On average, FQHC telehealth payments are $92 for CY 2020, which is based on the volume-weighted average amount for all telehealth services on the Medicare Physician Fee Schedule. For more information on billing and payments check out this article

FQHCs and Remote Patient Monitoring 

At this time Medicare does not reimburse FQHCs for remote patient monitoring (RPM) services while some state’s Medicaid and private insurers do. However, the growing driver of remote patient monitoring adoption amongst FQHCs is through grant opportunities. For example, several FQHCs received grant funding to expand virtual care models in support of the National Hypertension Control Initiative. In particular, this initiative helps FQHCS provide RPM services for the majority of their hypertensive patient population.

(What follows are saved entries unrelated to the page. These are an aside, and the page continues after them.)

Issue #757, opened 2022-07-02
Include `size_on_disk` on `getblockchaininfo`


Falci:

pinheadmz:
🥪

Falci:
> 🥪

Did you mean 🍉?

pinheadmz:
No:
https://discord.com/channels/822591034202521641/825772593180704768/992125032060944564
> Free cheese sandwich to whoever opens issue #100!

Falci:
Which directories/files should we consider? All them?

```
hsd_data % du -hsx 2>/dev/null *
9.2G    blocks
 11G    chain
 14M    debug.log
 20M    debug_2022-02-04_10-44-02-910.log
 20M    debug_2022-02-10_09-28-29-262.log
 20M    debug_2022-02-19_18-19-25-959.log
 20M    debug_2022-03-04_07-07-09-799.log
 20M    debug_2022-03-31_08-43-33-499.log
 20M    debug_2022-04-17_12-01-03-976.log
 20M    debug_2022-04-18_06-58-51-976.log
 20M    debug_2022-04-18_14-34-50-939.log
 20M    debug_2022-05-03_20-39-59-716.log
 20M    debug_2022-06-11_22-25-42-401.log
 96K    hosts.json
4.0K    key
224K    regtest
 27G    tree
 12M    wallet
4.0K    wallet.log
```

rithvikvibhu:
I think `size_on_disk` in `getblockchaininfo` should semantically be the same as in bitcoin, so `blocks` + `chain` (or `spvnode` when in spv mode).
All full nodes will have around the same total. Including tree makes it a bit dynamic, since it can be compacted at any time and as many times as needed.

We could have another object in `hsd-cli info` or `getblockchaininfo` (not sure why we have two, whichever is a better fit):
```js
sizes: {
  blockchain: spv ? size(spvchain) : (size(blocks)+size(chain)),
  tree: size(tree),
  total: size(.), // includes everything: wallet, logs, etc.
},
```

pinheadmz:
The `chain` folder also currently includes the addr and tx indexes. Those will get moved out to their own folder hopefully with indexer refactor in hsd v5 (to pull from bcoin)

Also now that we have `treeState` object in chainDB I think we can add a `gettreeinfo` which should cover the size of the Urkel tree on disk.

Nathanwoodburn:
I've just started on this with https://github.com/handshake-org/hsd/pull/946
Let me know if there is anything I've missed

PR #946, opened 2025-10-08
Add size_on_disk to getblockchaininfo

Nathanwoodburn:
This adds the size_on_disk value to the rpc call `getblockchaininfo` (see https://github.com/handshake-org/hsd/issues/757)

The output is like so

image


Nathanwoodburn:
Do we want the `sizes` left in or do we only want the `size_on_disk`

PR #1303, opened 2022-12-06
Adding Drag and Drop Functionality for Symbol Tiles in Output Bar (Issue #890)

### LINKED ISSUE #890: Feature: reordering elements in the output box
I thought about rearranging items in sentence (using drag & drop) in case of misclick or user fault.

dmaraffi:
In this fork we added drag and drop functionality for symbol tiles loaded into the output file as a response to the open issue feature request with id #890 . When the user holds the mouse down on one of the tiles in the output bar, the tile becomes slightly transparent and begins to move with the user’s mouse while they continue to hold the mouse down. If the user drags the tile and drops it past the middle point of the width of another tile, it will adjust the order to put the moved tile in a new spot, shifting the other tiles in one direction to accommodate the new order. Users are able to drag and drop tiles in both directions to be able to easily correct any mistakes made during their initial selection, rather than needing to delete the entire incorrect portion and rebuild it. In order to increase our confidence that our alterations worked as expected, we found individuals who had not worked on the code with us and asked them to try out the feature without any knowledge of how it worked internally to simulate how actual users would approach it and try to find any edge cases we may have missed.


martinbedouret:
@tomivm  can you please take a look at this?

PR #1312, opened 2022-12-12
added a loader during the initial app start-up, issue #1108

### LINKED ISSUE #1108: Show a Loading Screen (UI) During initiation proceses
The time for the initiation process could be different depending on devices, TTS, internet connection, and so on. We could develop a screen to show during this process.

l3atjin:
This change aims to add a loading animation while the app starts up. Any feedback is greatly appreciated!

### DIFF
--- a/public/index.css
+++ b/public/index.css
@@ -1,0 +1,33 @@
+.loader {
+  border: 16px solid #f3f3f3;
+  border-top: 16px solid #3498db;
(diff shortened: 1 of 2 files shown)


martinbedouret:
@RodriSanchez1  could you write some comments here? For me, the implementation should be at react components level and not in the html.

Issue #1323, opened 2022-12-19
ARASAAC offline support


shayc:
## Feature
Download and use ARASAAC symbol-set locally (on device - works offline)

### Technical description
The symbols will be provided via `cboard-api`, the entire zipped file weighs ~280MB, we should probably split it into smaller parts since unzipping in the browser takes between a couple of seconds to minutes depending on the file size and device.

Unzipping should be done async to avoid blocking the UI, need to verify if [`jszip`](https://stuk.github.io/jszip/) and/or `create-react-app` supports [`Web Workers API`](https://developer.mozilla.org/en-US/docs/Web/API/Web_Workers_API).

Storage should be done with [`IndexedDB API`](https://developer.mozilla.org/en-US/docs/Web/API/IndexedDB_API).
A new mechanism for displaying images from IndexedDB (board / image search).
Since searching for images will be done on the client, we need an index (json) of all ARASAAC images and their names in all the languages we support.

### Notes
* ~~IndexedDB size limit on different browsers?~~ seems like 1GB per origin at the very least [ref](https://web.dev/storage-for-the-web/)
* [idb](https://www.npmjs.com/package/idb) is a nice package for working with IndexedDB.
* does `jszip` has WebWorker support?
* how do we manage interrupted downloads (to avoid re-downloading the same package when resuming)
* need an index of all symbols and their names (also localization if we want search to work in other languages)

martinbedouret:
@shayc  I have added a couple of scripts to gather symbols and data from the ARASAAC API. Here's the complete package https://cboardgroupqadiag.blob.core.windows.net/arasaac/arasaac.zip

PR #1332, opened 2023-01-07
Feat/arasaac offline indexeddb

shayc:
POC
* can import arasaac.zip file (~289mb) to indexeddb via file input.
* after import, can search via text input

Screenshot 2023-01-08 at 1 23 07


RodriSanchez1:
close #1323

PR #1344, opened 2023-02-01
Feature/use premium required modal from app component

tomivm:
This PR prevent multiple mountings of PremiumRequiredModal by reducing its in a single mount on the App Component. It use redux actions to Show and hide the Modal


src/providers/SubscriptionProvider/SubscriptionProvider.reducer.js
```diff
@@ -61,6 +67,22 @@ function subscriptionProviderReducer(state = initialState, action) {
...
+          open: true,
+          isTryPeriodFinished: action.isTryPeriodFinished
+        }
+      };
+    case HIDE_PREMIUM_REQUIRED:
+      return {
+        ...state,
+        premiumRequiredModalState: {
+          open: false,
+          isTryPeriodFinished: false
```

While this funding definitely supports FQHCs’ adoption of  remote patient monitoring, the long-term viability of these programs may be deemed as unsustainable given FQHC’s limited funding and resources. 

However, by leveraging RPM services,  FQHCs would achieve a substantial ROI that could offset the costs of RPM. There is evidence that remotely monitored patients will have decreased readmissions and ED utilization, which are key drivers of healthcare costs. For FQHCs that have risk arrangements with managed care organizations (MCOs), leveraging RPM would also result in higher reimbursement from the MCO by decreasing patient utilization, adding to overall cost-savings. RPM also plays a critical role in screening for COVID-19. Despite state and federal measures expanding telehealth coverage prompted by the pandemic, these freedoms will end with the emergency. However, our Director of Reimbursement, Gerald Buggs, states “once CMS sees the efficacy of telehealth services in reducing utilization, CMS may change their reimbursement guidelines permanently.” As the benefits of telehealth become more apparent, Health Recovery Solutions anticipates telehealth adoption to be both more permanent and pervasive amongst FQHCs.